- Data provided -
PR #5661, opened 2025-08-13
Improve issue forms & add corresponding label triggers

mdanish-kh:
## Change

PR improves the issues forms by giving the user the option to select the relevant area, as well as the relevant CLI command if applicable. Updated the policy bot triggers to automatically apply certain labels based on the user selection from the issue body.

cc @Trenly @denelon
 ###### Microsoft Reviewers: [Open in CodeFlow](https://microsoft.github.io/open-pr/?codeflow=https://github.com/microsoft/winget-cli/pull/5661)

### DIFF
--- a/.github/policies/labelManagement.issueOpened.yml
+++ b/.github/policies/labelManagement.issueOpened.yml
@@ -23,6 +23,7 @@ configuration:
         then:
           - addLabel:
               label: Needs-Triage
+      ### Area Labels
       - description: Add area label for PowerShell Module
         if:
           - payloadType: Issues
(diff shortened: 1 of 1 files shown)


mdanish-kh:
@denelon if you could create these labels:

- Command-Repair
- Command-Font
- Command-DSCv3
- Command-MCP

.github/policies/labelManagement.issueOpened.yml
```diff
@@ -23,5 +23,260 @@ configuration:
...
           - addLabel:
               label: Needs-Triage
+      ### Area Labels
+      - description: Add area label for PowerShell Module
+        if:
+          - payloadType: Issues
+          - isAction:
+              action: Opened
+          - bodyContains:
+              pattern: 'Relevant area\(s\)\s*\n.*PowerShell Module'
```
Trenly, line 33: These patterns should be bounded. I'd suggest adding `^\s*` to check that it is at the beginning of a line, and `\s*$` to ensure that the relevant area ends in a new line. This will prevent matching against something like `I don't think the relevant area should be the PowerShell Module at all`

mdanish-kh: GitHub puts them in a single line separated by commas as:

```markdown
### Relevant area(s)

WinGet CLI, PowerShell Module, COM API

### Relevant command(s)

winget configure, winget download, winget import
```

I can add the `^\s*` to assert `Relevant area(s)` appears at the start (although not strictly needed too), but the ending one would not be needed as it would force the pattern to appear at the end, whereas a pattern like `winget download` can exist in the middle of the line as well

mdanish-kh: actually, the actual body would be something like

```
### Relevant command(s)
```

& `^\s*Relevant command` would not match the `###` at the start & not worth matching that? I think the current matching is suitable?

mdanish-kh:
Deciding to leave the matching is for now. @Trenly suggested this stricter version should the need ever arise

```
Relevant\scommand\(s\)$\s*^(winget\s*\S*(,\s)?)*(download)((,\s)?winget\s*\S*)*$
```

Notes: @Trenly notes that \S may not be supported by the GitOps so we can change it to `a-zA-Z` if needed

denelon (approved):

PR #5687, opened 2025-08-25
Update schema to 1.12 with Font InstallerType

### LINKED ISSUE #5686: Schema Update for Fonts
### Relevant area(s)

WinGet CLI

Update the WinGet Schema for Fonts to be installer types with appropriate validation. This is so tooling can pick up the updates and begin to validate manifests with fonts.

* Schema update to allow Fonts to be an InstallerType and NestedInstallerType.
* Adding Font to the Manifest common as an installer type.
* Tests associated with a font Schema update
* Any changes necessary to allow the NestedInstallerType for Fonts and their usage to be valid.

dkbennett:
* Updates schema to 1.12 and adds type "font" as a valid InstallerType and NestedInstallerType in the schema.
* Adds InstallerType Font to the manifest and associated Enum conversions.
* Updated some of the NestedInstaller validation that had assumed Portable type as the only type that could have multiple installer files (fonts can also have many fonts in a package).
* Added validation for 1.12 fonts in the manifest and associated tests for the schema version.

This PR does not add any functional support for Fonts, only the validation and schema update so the new schema can be used and is valid in the related WinGet tooling.

Tested:
* Passed the AppInstallerCLITests with [ManifestValidation] and ensured a clean result.
* Added new tests for the v 1.12 manifest updated with the new installer types in the test installer manifest to ensure Fonts are correctly passing the validation.

Closes #5686 

-----


src/AppInstallerCommonCore/Public/winget/ManifestValidation.h
```diff
@@ -252,6 +253,13 @@ namespace AppInstaller::Manifest
     };
 
     static const std::unordered_set<std::filesystem::path> s_AllowedPortableFiletypes = { L".exe" };
+    static const std::unordered_set<std::filesystem::path> s_AllowedFontFiletypes = {
```
JohnMcPMS: I probably didn't see this during the portable review, but it would be much better if we didn't use a static that required dynamic allocation/destruction.  I would think that a `std::array<std::wstring_view>` should be able to be read-only memory (after loader fixups).

Also, we really shouldn't be defining this in the header.

JohnMcPMS (commented):
Would it be possible to get two more commits added:
1. Move your current 1.12 schema files out and copy the 1.11 files into the 1.12 directory, otherwise unchanged.  Commit this.
2. Move your 1.12 files back in over the 1.11 files.  Commit this.

Without at least a baseline of the 1.11 schema files, it is extremely annoying to review the changes between 1.11 and 1.12.

Another option that might set things up for success in the future would be to call the 1.12 directory `latest` and set the precedent of the pattern being:
1. copy the `latest` directory to the appropriate previous version name [so next time it would be `v1.12.0`]
2. update `latest` with the new changes

If you do this, make sure to create a commit in `latest` with 1.11 before putting the 1.12 files there.

schemas/JSON/manifests/v1.12.0/manifest.defaultLocale.1.12.0.json
```diff
@@ -0,0 +1,280 @@
...
+    },
+    "ManifestType": {
+      "type": "string",
+      "default": "defaultLocale",
+      "const": "defaultLocale",
+      "description": "The manifest type"
+    },
+    "ManifestVersion": {
+      "type": "string",
+      "default": "1.10.0",
```
yao-msft:
```suggestion
      "default": "1.12.0",
```

schemas/JSON/manifests/v1.12.0/manifest.locale.1.12.0.json
```diff
@@ -0,0 +1,271 @@
...
+    },
+    "ManifestType": {
+      "type": "string",
+      "default": "locale",
+      "const": "locale",
+      "description": "The manifest type"
+    },
+    "ManifestVersion": {
+      "type": "string",
+      "default": "1.10.0",
```
yao-msft:
```suggestion
      "default": "1.12.0",
```

schemas/JSON/manifests/v1.12.0/manifest.version.1.12.0.json
```diff
@@ -0,0 +1,46 @@
...
+    },
+    "ManifestType": {
+      "type": "string",
+      "default": "version",
+      "const": "version",
+      "description": "The manifest type"
+    },
+    "ManifestVersion": {
+      "type": "string",
+      "default": "1.10.0",
```
yao-msft:
```suggestion
      "default": "1.12.0",
```

schemas/JSON/manifests/v1.12.0/manifest.locale.1.12.0.json
dkbennett: Thanks! I fixed this when I did the v1.10.0 -> latest and then updated latest to v1.12.0, which should be in the most recent commit with a much easier to see diff.

schemas/JSON/manifests/v1.12.0/manifest.version.1.12.0.json
dkbennett: Fixed

schemas/JSON/manifests/v1.12.0/manifest.defaultLocale.1.12.0.json
dkbennett: Fixed

src/AppInstallerCommonCore/Public/winget/ManifestValidation.h
dkbennett: Fixed by changing to constexpr std::array<std::wstring_view, n> and putting into the anonymous namespace in ManifestValidation.cpp, for both font and portable filetypes, for read only memory with no more allocation/deallocation at runtime.

dkbennett:
> Would it be possible to get two more commits added:
> 
> 1. Move your current 1.12 schema files out and copy the 1.11 files into the 1.12 directory, otherwise unchanged.  Commit this.
> 2. Move your 1.12 files back in over the 1.11 files.  Commit this.
> 
> Without at least a baseline of the 1.11 schema files, it is extremely annoying to review the changes between 1.11 and 1.12.
> 
> Another option that might set things up for success in the future would be to call the 1.12 directory `latest` and set the precedent of the pattern being:
> 
> 1. copy the `latest` directory to the appropriate previous version name [so next time it would be `v1.12.0`]
> 2. update `latest` with the new changes
> 
> If you do this, make sure to create a commit in `latest` with 1.11 before putting the 1.12 files there.
> 
> [Note, 1.11 is actually the stand in for N-1, which I now think was 1.10?]

Fixed this using your future-proofing recommendation:
- Created 'latest' folder for schema.
- Copied 1.10 into latest, renamed version to 'latest' as well in the filename.
- Committed the above.
- Moved 1.12 into latest, renamed file version to be 'latest' for exact file diffing.
- Committed that. The clean diff for easy viewing is now here: https://github.com/microsoft/winget-cli/pull/5687/commits/e0a1a012227fbb63a84336604563bc2beb500d45
- Updated the resource for 1.12 to point to the latest.

PR #5689, opened 2025-08-26
Download MS Store package for target OS

### LINKED ISSUE #4996: Ability for winget to download a Microsoft Store application for specific Windows build

I would like to have the possibility to download Microsoft Store application for a specific version. Since by default, winget always downloads the latest version even if incompatible. This disallows to download LPX since one need to download the matching version. Also, for older version of Windows (LTSC) you can stumble upon incompatible application version.

This solves #4995.

# The problem
For example, for Microsoft.LanguageExperiencePackfr-FR (9NHMG4BJKMDG): each build has its version with the [build].a.b.c format. The last for 24H2 is 26100.22.41.0 and for Windows 10 21H2/22H2 the last is 19041.79.263.0. However, Winget only download 27754.1.2.0, for the future 25H2. Its manifest confirm it is not compatible with our Windows versions.
`<TargetDeviceFamily Name="Windows.Desktop" MinVersion="10.0.27547.0" MaxVersionTested="10.0.27754.1000" />
`
Another example with Microsoft.Windows.Photos (9WZDNCRFJBH4) : for the Windows 10 1809 (LTSC), build 17763, the latest compatible is 2023.10030.27002.0. The last version compatible with this build in Winget downloaded version is 2019.19061.18920.0.

# Example solution
I would see for an example of solution the use of the "-v" flag in winget. For now, it is not used for Store downloads.
`winget download 9NHMG4BJKMDG -v 22000`
This would download the Windows 11 22H2 French LPX.

Another possibility is to make a filter with the platform name `-v "Windows.Desktop=22000"`.

## Technical implementation details
This would be easily technically implementable without any infrastructure change, only code. Winget calls two API:
- https://displaycatalog.mp.microsoft.com/v7.0/products/${ProductId}?fieldsTemplate=Details&market=FR&languages=fr-fr&catalogIds=4 : to get the app information, WuCategoryId to download it and all versions available and their min build.
- https://storeapps.api.cdp.microsoft.com/api/v2/contents/storeapps/namespaces/default/names/$WuCategoryId/versions/$version/files?action=GenerateDownloadInf : to get the download urls given the WuCategoryId.

The first call is done here [MSStoreDownload.cpp](https://github.com/microsoft/winget-cli/blob/master/src/AppInstallerCommonCore/MSStoreDownload.cpp) and the other here [SFSClientImpl.cpp](https://github.com/microsoft/sfs-client/blob/main/client/src/details/SFSClientImpl.cpp).

Given these APIs winget already have all information at hands. It has all versions but Winget only choose the latest version and ignore the others. It just has to implement a best version for given build algorithm. This algorithm would have to be implemented in these two files.

Thanks, and have a nice day

JohnMcPMS:
Fixes #4996 

## Change
Adds the ability to specify the target OS version for downloads from the Microsoft Store.  This is achieved by filtering the set of applicable platforms in `GetSfsPackageFileSupportedPlatforms` further than the existing platform targeting.  Now they must also have a minimum specified OS version >= the target OS version.

`winget.exe download` has a new parameter `--os-version`.  This is a UINT64 version (4 part version with 2^16-1 maximum value for each part) that should be given as the target OS version.

COM `DownloadOptions` has a new property `TargetOSVersion`, which is a string of the same format as above.

PowerShell `Export-WinGetPackage` has a new parameter `-TargetOSVersion`, which is also a string of the same format.

Also added the previously implemented options to skip the license download (`--skip-license`) and the target platform (`--platform`) to COM (`SkipMicrosoftStoreLicense` and `Platform`) and PowerShell (`-SkipMicrosoftStoreLicense` and `-Platform`).

## Validation
Added a test to the existing ones for specifying a lower target version.

Manually verified that without the parameter provided, for `9NHMG4BJKMDG` (as exemplified in the issue) we download version `27920.1.1.0`.  Specifying version `10.0.22000.0` as the target OS, we download package version `22000.52.238.0` which has in it's manifest:
```XML
<TargetDeviceFamily Name="Windows.Desktop" MinVersion="10.0.21251.0" MaxVersionTested="10.0.22000.2652" />
```
 ###### Microsoft Reviewers: [Open in CodeFlow](https://microsoft.github.io/open-pr/?codeflow=https://github.com/microsoft/winget-cli/pull/5689)


src/AppInstallerCommonCore/MSStoreDownload.cpp
```diff
@@ -670,17 +698,44 @@ namespace AppInstaller::MSStore
             return Utility::Architecture::Unknown;
         }
 
-        std::vector<Manifest::PlatformEnum> GetSfsPackageFileSupportedPlatforms(const SFS::AppFile& appFile, Manifest::PlatformEnum requiredPlatform)
+        std::vector<Manifest::PlatformEnum> GetSfsPackageFileSupportedPlatforms(
+            const SFS::AppFile& appFile,
+            Manifest::PlatformEnum requiredPlatform,
+            const std::optional<Utility::UInt64Version>& targetOSVersion)
         {
+            UNREFERENCED_PARAMETER(targetOSVersion);
```
yao-msft: nit: remove

src/Microsoft.Management.Deployment/PackageManager.idl
```diff
@@ -1203,6 +1221,18 @@ namespace Microsoft.Management.Deployment
             /// Authentication arguments used when downloading the package installer if authentication is required.
             AuthenticationArguments AuthenticationArguments;
         }
+
+        [contract(Microsoft.Management.Deployment.WindowsPackageManagerContract, 13)]
```
yao-msft, line 1225: nit: the contract version comment in line 5 is still 1.12

yao-msft (approved):

src/AppInstallerCommonCore/Public/winget/MSStoreDownload.h
```diff
@@ -41,6 +41,8 @@ namespace AppInstaller::MSStore
             std::string locale,
             AppInstaller::Authentication::AuthenticationArguments authArgs);
 
+        void TargetOSVersion(std::optional<Utility::UInt64Version> targetOSVersion);
```
yao-msft, line 44: nit: should we move it to constructor? I don't see it needs to be changed after it's created.

src/AppInstallerCommonCore/MSStoreDownload.cpp
```diff
@@ -941,13 +1000,13 @@ namespace AppInstaller::MSStore
...
             // Populate main packages
-            result.MainPackages = PopulateSfsAppFileToMSStoreDownloadFileVector(appContent.GetFiles(), requiredArchitecture, requiredPlatform);
+            result.MainPackages = PopulateSfsAppFileToMSStoreDownloadFileVector(appContent.GetFiles(), requiredArchitecture, requiredPlatform, targetOSVersion);
 
             // Populate dependency packages
             for (auto const& dependencyEntry : appContent.GetPrerequisites())
             {
                 // Not passing in required platform for dependencies. Dependencies are mostly Windows.Universal.
-                auto dependencyPackages = PopulateSfsAppFileToMSStoreDownloadFileVector(dependencyEntry.GetFiles(), requiredArchitecture);
+                auto dependencyPackages = PopulateSfsAppFileToMSStoreDownloadFileVector(dependencyEntry.GetFiles(), requiredArchitecture, Manifest::PlatformEnum::Unknown, targetOSVersion);
```
yao-msft, line 1008: Is it possible for dependency packages to have higher min OS version than main package? Maybe we can pass nullopt for targetOSVersion?

src/Microsoft.Management.Deployment/PackageManager.idl
JohnMcPMS: Correctly so; that comment means that it has already been incremented for 1.12.

src/AppInstallerCommonCore/Public/winget/MSStoreDownload.h
JohnMcPMS: I'm not that concerned with invariants in an internal type and properties are much more optionally-set friendly.  I do dislike large numbers of arguments to functions though.

src/AppInstallerCommonCore/MSStoreDownload.cpp
JohnMcPMS: If we are talking about MSIX packages and scenarios where no versions have been removed (security, etc.), then I would say no.  There must have been a dependency that was also installable on the target OS version at some time.

yao-msft (approved):

PR #5701, opened 2025-08-28
Improve slow searches involving installed items

### LINKED ISSUE #5629: Winget command --word --commandline --parameter freezes

Using winget autocomplete in PowerShell (see https://github.com/microsoft/winget-cli/blob/master/doc/Completion.md) can cause a hang/freeze or at worst run extremely slowly. After some investigation, it's the `winget complete` feature itself that hangs. 

Specifically, here's a command line that freezes/hangs every time:
```
winget complete --word="Micro" --commandline="winget upgrade Micro" --position=2
```
I've verified this on both the 7.x PowerShell, legacy PowerShell (all with --noprofile) and even CMD.EXE for grins. 

Position doesn't seem to matter (it's not clear in the docs if position is 0 or 1 index based, I assumed 0, but it didn't matter here what value I used for position).

The value in `--word` and the the parameter to `winget upgrade` must match.

I have noticed that sometimes it does eventually respond, but this can upwards of a minute depending on the search criteria.

Winget version  is 1.11.400.

### Steps to reproduce

Execute the following command line:
```
winnget complete --word="Micro" --commandline="winget upgrade Micro" --position=2
```

### Expected behavior

Expected a list of apps that start with "Micro" to appear quickly.

### Actual behavior

The command either hangs or freezes or takes upwards of a minute to respond.

### Environment

```shell
❯ winget --info
Windows Package Manager v1.11.400

Windows: Windows.Desktop v10.0.22631.5624
System Architecture: X64
Package: Microsoft.DesktopAppInstaller v1.26.400.0
```

JohnMcPMS:
Fixes #5629 
(and probably quite a few more list/upgrade some-query-provided performance related issues)

While things could still be made better, the good case (where files were already cached locally) of the previous behavior trying to complete `winget list Micro` was taking 51 seconds.  With this change, it takes 6 seconds on the debug build.  Given that there is intentionally little to no I/O and much of the CPU time is likely spent in our code, that should speed up more with the release.

## Issue
The indexed `IPackage` implementation for v2 needed to acquire the intermediate manifest to provide the response for `GetVersionKeys`.  Since this is used extensively to perform correlation between available packages and local items during a search, any available packages found by the query would then result in a download/disk read of the intermediate manifest.

## Change
Introduces `IPackage::GetMultiProperty`, allowing code that just wanted to get all of these values across all versions to do so more efficiently.  For the v2 index, this is how the data is already stored in the database.  For the other `IPackage` implementations, the data was also present and is just aggregated from each version's output.

## Validation
Added test for calling new interface function.
Added validation across `CompositeSource` tests to ensure that the functions known to need non-indexed data are not called.
 ###### Microsoft Reviewers: [Open in CodeFlow](https://microsoft.github.io/open-pr/?codeflow=https://github.com/microsoft/winget-cli/pull/5701)

### DIFF
--- a/src/AppInstallerRepositoryCore/RepositorySearch.cpp
+++ b/src/AppInstallerRepositoryCore/RepositorySearch.cpp
@@ -117,7 +117,7 @@ namespace AppInstaller::Repository
         case PackageMultiProperty::Tag: return PackageVersionMultiProperty::Tag;
         case PackageMultiProperty::Command: return PackageVersionMultiProperty::Command;
         default:
-            THROW_HR(E_UNEXPECTED);
+            THROW_HR_MSG(E_UNEXPECTED, "PackageMultiProperty must map to a PackageVersionMultiProperty");
         }
     }
 
--- a/src/AppInstallerRepositoryCore/RepositorySearch.cpp
+++ b/src/AppInstallerRepositoryCore/RepositorySearch.cpp
@@ -105,6 +105,22 @@ namespace AppInstaller::Repository
         return Version.empty() && Channel.empty();
     }
 
+    PackageVersionMultiProperty PackageMultiPropertyToPackageVersionMultiProperty(PackageMultiProperty property)
+    {
+        switch (property)
+        {
+        case PackageMultiProperty::PackageFamilyName: return PackageVersionMultiProperty::PackageFamilyName;
+        case PackageMultiProperty::ProductCode: return PackageVersionMultiProperty::ProductCode;
+        case PackageMultiProperty::UpgradeCode: return PackageVersionMultiProperty::UpgradeCode;
+        case PackageMultiProperty::NormalizedName: return PackageVersionMultiProperty::Name;
+        case PackageMultiProperty::NormalizedPublisher: return PackageVersionMultiProperty::Publisher;
+        case PackageMultiProperty::Tag: return PackageVersionMultiProperty::Tag;
+        case PackageMultiProperty::Command: return PackageVersionMultiProperty::Command;
+        default:
+            THROW_HR(E_UNEXPECTED);
+        }
+    }
+
     const char* UnsupportedRequestException::what() const noexcept
     {
         if (m_whatMessage.empty())
--- a/src/AppInstallerRepositoryCore/Rest/RestSource.cpp
+++ b/src/AppInstallerRepositoryCore/Rest/RestSource.cpp
@@ -207,19 +207,19 @@ namespace AppInstaller::Repository::Rest
             switch (property)
             {
             case PackageVersionMultiProperty::PackageFamilyName:
-                for (std::string pfn : versionInfo.PackageFamilyNames)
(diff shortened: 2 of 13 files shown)


src/AppInstallerRepositoryCore/Rest/RestSource.cpp
```diff
@@ -195,6 +197,99 @@ namespace AppInstaller::Repository::Rest
...
+            PackageVersionMultiProperty property,
+            std::vector<Utility::LocIndString>& result,
+            void (*Action)(std::vector<Utility::LocIndString>&, Utility::LocIndString&&))
+        {
+            switch (property)
+            {
+            case PackageVersionMultiProperty::PackageFamilyName:
+                for (std::string pfn : versionInfo.PackageFamilyNames)
+                {
+                    Action(result, Utility::LocIndString{ pfn });
```
yao-msft, line 212: nit: std::move(pfn) and same for several below?

src/AppInstallerRepositoryCore/RepositorySearch.cpp
```diff
@@ -105,6 +105,22 @@ namespace AppInstaller::Repository
...
+        {
+        case PackageMultiProperty::PackageFamilyName: return PackageVersionMultiProperty::PackageFamilyName;
+        case PackageMultiProperty::ProductCode: return PackageVersionMultiProperty::ProductCode;
+        case PackageMultiProperty::UpgradeCode: return PackageVersionMultiProperty::UpgradeCode;
+        case PackageMultiProperty::NormalizedName: return PackageVersionMultiProperty::Name;
+        case PackageMultiProperty::NormalizedPublisher: return PackageVersionMultiProperty::Publisher;
+        case PackageMultiProperty::Tag: return PackageVersionMultiProperty::Tag;
+        case PackageMultiProperty::Command: return PackageVersionMultiProperty::Command;
+        default:
+            THROW_HR(E_UNEXPECTED);
```
dkbennett: I personally get quite frustrated whenever I see a program give E_UNEXPECTED. Perhaps E_INVALIDARG?

yao-msft (dismissed):

dkbennett (dismissed):

src/AppInstallerRepositoryCore/RepositorySearch.cpp
JohnMcPMS: My expectation is that this error can only be produced by an error on the part of the developer, and that said error should be evident to the developer before it ever makes it to PR.  Invalid argument makes no more sense than unexpected if the exception makes it to the end user.  In fact, it can be more confusing because they might think that it was their fault.

I've added a message at least.

src/AppInstallerRepositoryCore/Rest/RestSource.cpp
JohnMcPMS: I chose to go with properly using `const&` for the enumeration instead.

yao-msft (approved):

- Activity -
Copy back the listing above exactly, but only from the line with "think was 1.10?]" through the line with "# The problem", both ends included.

- Solution to the exercise -
> [Note, 1.11 is actually the stand in for N-1, which I now think was 1.10?]

Fixed this using your future-proofing recommendation:
- Created 'latest' folder for schema.
- Copied 1.10 into latest, renamed version to 'latest' as well in the filename.
- Committed the above.
- Moved 1.12 into latest, renamed file version to be 'latest' for exact file diffing.
- Committed that. The clean diff for easy viewing is now here: https://github.com/microsoft/winget-cli/pull/5687/commits/e0a1a012227fbb63a84336604563bc2beb500d45
- Updated the resource for 1.12 to point to the latest.

PR #5689, opened 2025-08-26
Download MS Store package for target OS

### LINKED ISSUE #4996: Ability for winget to download a Microsoft Store application for specific Windows build

I would like to have the possibility to download Microsoft Store application for a specific version. Since by default, winget always downloads the latest version even if incompatible. This disallows to download LPX since one need to download the matching version. Also, for older version of Windows (LTSC) you can stumble upon incompatible application version.

This solves #4995.

# The problem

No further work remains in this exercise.